Crisis de derechos humanos y violencia es lo que contrasta con la imagen festiva de México ante la atención internacional por eventos deportivos globales, situación que ha llevado a diversas organizaciones de la sociedad civil a alzar la voz. A través del documento titulado “¡Alto a la infamia!”, respaldado por 140 personalidades de diversos ámbitos, agrupaciones como el Frente Amplio Democrático, Redex y Futuro 20 han exigido al Gobierno Federal que reciba, escuche y atienda de manera urgente a los padres y madres buscadoras de personas desaparecidas de manera forzada.
El contraste: entre el festejo y la tragedia
El pronunciamiento subraya que, mientras el mundo observa a México bajo el lente de las celebraciones, el país atraviesa una realidad paralela y contrastante.

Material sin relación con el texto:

PR #160, opened 2021-06-21
docker_host_info - Allow filters which are passed as lists

### LINKED ISSUE #18: docker_host_info: Filter containers by multiple labels
##### SUMMARY

Cannot filter for multiple labels.

##### ISSUE TYPE
- Feature Idea

##### COMPONENT NAME

docker_host_info

##### ADDITIONAL INFORMATION

This cannot work because we can't define the same key twice in a dict:

```yaml
- name: find running docker containers
  register: docker_info
  docker_host_info:
    containers: yes
    containers_filters:
      label: com.docker.compose.project=myproject # THIS GETS IGNORED
      label: com.docker.compose.service=backup
```

Possible solutions:

1.  Allow a list in `containers_filters`:

    ```yaml
    - name: find running docker containers
      register: docker_info
      docker_host_info:
        containers: yes
        containers_filters:
          - label=com.docker.compose.project=myproject
          - label=com.docker.compose.service=backup
    ```

1.  Allow a dict in `containers_filters.label` filter:

    ```yaml
    - name: find running docker containers
      register: docker_info
      docker_host_info:
        containers: yes
        containers_filters:
          label:
            com.docker.compose.project: myproject
            com.docker.compose.service: backup
    ```

I have not tested, but I guess the same applies to `images_filters`, `networks_filters` and `volumes_filters`.

Ajpantuso:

Cientos de miles de familias mexicanas viven inmersas en la violencia más injusta, enfrentando la incertidumbre, el miedo constante y una flagrante falta de respeto a sus derechos humanos y libertades fundamentales.
Las organizaciones firmantes sostienen que, aunque los mexicanos han demostrado una capacidad admirable de resistencia, es imperativo que la comunidad internacional sea testigo de un país atormentado. Esta violencia atroz ha derivado en una crisis humanitaria sin precedentes, cifrada en cientos de miles de personas asesinadas y una cifra alarmante que supera las 130 mil personas desaparecidas de manera forzada.
La responsabilidad del Estado y la labor de las buscadoras
Uno de los puntos críticos del documento es la denuncia ante la “simulación” gubernamental. Los firmantes acusan a la administración actual de pretender hacer creer que se atiende la tragedia de las desapariciones, cuando en el terreno, las familias perciben indiferencia o, en escenarios más graves, una presunta confabulación con los cárteles del crimen organizado.
Esta omisión estatal ha obligado a los familiares a asumir una responsabilidad que, por mandato constitucional y ético, corresponde exclusivamente al Estado mexicano. El documento describe con crudeza esta labor: “Las vemos abrir, con sus propias manos, zanjas en tierras secas; escudriñar pantanos; encontrar miles de fosas clandestinas y documentar tragedias que ninguna sociedad debería tolerar”.
Advertencia internacional: ¿Crimen de lesa humanidad?
La gravedad de la situación en México no ha pasado desapercibida para los organismos internacionales. El Comité de las Naciones Unidas contra la Desaparición Forzada ha invocado, por primera ocasión en su historia, el artículo 34 de la Convención Internacional para la Protección de Todas las Personas contra las Desapariciones Forzadas.
El objetivo de esta acción histórica es llevar ante la Asamblea General de la ONU el señalamiento de que en México podría estarse configurando un crimen de lesa humanidad. Esta posibilidad se fundamenta en el carácter permanente, continuo y generalizado de las desapariciones forzadas que ocurren a lo largo y ancho del territorio nacional.
Exigencia al gobierno de Claudia Sheinbaum
Ante este panorama, las organizaciones civiles han sido tajantes en sus demandas dirigidas al gobierno de Claudia Sheinbaum. Los colectivos señalan que, lejos de ser apoyados, los padres y madres buscadoras son ignorados e, incluso, objeto de burlas.
El documento denuncia actos de intimidación preocupantes: “Asimismo, afirmaron que se les amenaza con fincarles delitos, como, aseguran, lo ha hecho recientemente la secretaria de Gobernación, minimizando su lucha y esfuerzo”.
La exigencia central es clara y contundente: el Estado debe dejar de ignorar a quienes buscan a sus seres queridos. La petición de los firmantes es que la administración federal no solo reciba y escuche a las familias, sino que atienda efectivamente sus exigencias y dé respuestas concretas a sus demandas, poniendo fin a una política de desdén que solo profundiza el dolor de quienes, ante la ausencia de justicia, se han convertido en los buscadores de la verdad en un país marcado por la desaparición.